Email Attachments?

any idea of why the attached file is so much bigger than the original one?

Internet mail must be “7-bit ASCII” in which each byte of the message has one of 128 possible values (from 0 to 127). In an attachment, each byte may have any of 256 possible values (from 0 to 255). How can you send any of 256 possible values use a system where only 128 values are possible?

By using an encoding scheme. However, since 128 values are not capable of representing as much information as 256 values, you need more bytes with 128 possible values to represent the original bytes with 256 possible values.

Of course, the receiving program must understand the encoding scheme and decode the message to obtain the original attachment. There are stand-alone programs to handle cases that your email program doesn’t understand, for example Funduc Explorer Extensions

Encoding schemes include UUENCODE (Unix and some PC use), BASE64 (probably the msot common today), and BinHex (Macintosh). There’s also Quoted-Printable and XXENCODE, but you don’t see them used very often nowadays.

Electronic Exchange - Encoding

Oh, you might want to know why Internet mail is 7-bit ASCII. I can’t say for sure, but I’ll bet that it’s because it’s always been that way, it works pretty well, and changing it would be a monumental task (replacing every email client and server in the world …).

The fundamental specification of Internet email is RFC822: Standard for the Format of ARPA Internet Text Messages, last revised in 1982. In that document, “text” is defined as “any CHAR, including bare CR & bare LF, but NOT including CRLF”. “Char” is defined as “Any ASCII character (octal 0-177, decimal 0-127)”. There are other standards that extend the definitions to non-English character sets.

In the extremely remote case that someone wants to research this further, the Internet standards body is The Internet Engineering Task Force. All the mail related standards are available at The Internet mail Consortium. You can search Internet standards at Internet RFC/STD/FYI/BCP Archives.

chief, they have to convert them into letters & numbers & that uses a lot more space.
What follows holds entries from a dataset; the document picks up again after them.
Issue #6370, opened 2025-02-16
Loop fails to unroll and invalid SPIR-V is generated for OpImageFetch


mifreundorfer:
Tested with v2025.5.1, compiling the following code:

```
Texture2D<float4> input;
RWTexture2D<float4> output;

float3 LoadSourceColor(uint2 pixelPos, int2 offset) {
    return input.Load(int3(pixelPos, 0), offset).rgb;
}

[shader("compute")]
void Test(uint3 thread_index : SV_DispatchThreadID) {
    float4 result = 0;

    [unroll]
    for (int i = 0; i < 3 * 3 - 1; i++) {
        //result.rgb += input.Load(int3(thread_index.xy, 0), int2( i % 3, i / 3 )).rgb;
        result.rgb += LoadSourceColor(thread_index.xy, int2( i % 3, i / 3 )).rgb;
    }

    output[thread_index.xy] = result;
}
```

- Slang fails to unroll the loop when a function is called inside the loop. Inlining the load correctly unrolls the loop.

Internet content standards (IRC, Usenet, E-Mail, and (in some circumstances) even HTTP and FTP) specify 7-bit encoding. In the bad old days, networking was usually mediated by Old Crappy Modems, which used the most significant bit of each eight-bit byte as a “parity” bit: This bit would be set or reset to make an even (or odd) number of 1’s in the byte. Old Crappy Modems used this feature as a very primitive method of error checking; checksums and CRC’s hadn’t yet come into wide use.
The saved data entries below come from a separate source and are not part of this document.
PR #7213, opened 2025-05-22
Make sizeof(T) & alignof(T) of generic types work as compile-time constants

### LINKED ISSUE #7196: sizeof(T) of a generic type does not produce a compile-time constant
Hello, for some reason this case fails to compile even though the generic type should be known at compile time on use:

```c
struct Foo1<T> {
    uint8_t data[sizeof(uint)]; // ok
};

struct Foo2<let N : uint> {
    uint8_t data[N]; // ok
};

struct Foo3<T> {
    uint8_t data[sizeof(T)]; // error 39999: expression does not evaluate to a compile-time constant
};
```

juliusikkala:
Fixes #7196.

### DIFF
--- a/source/slang/slang-ast-val.cpp
+++ b/source/slang/slang-ast-val.cpp
@@ -3,6 +3,7 @@
 
 #include "slang-ast-builder.h"
 #include "slang-ast-dispatch.h"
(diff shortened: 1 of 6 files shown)


csyonghe (approved):
Looks good!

A lot of software, mostly Unix Usenet and E-Mail servers, were written in the old days to the 7-bit standard. Even though all modern computers and networking systems can transfer the full eight bits of every byte, it’s “easier” to keep the old standards rather than re-write all the old server software to take advantage of the extra bit.

original ASCII had 7 bits and only later, to allow for foreign characters, several 8 bit codes were developed.

I have no knowledge about internet servers but I believe some will work with 8 bit codes while some won’t. Can anyone clarify this?

thanks for the reply… very informative!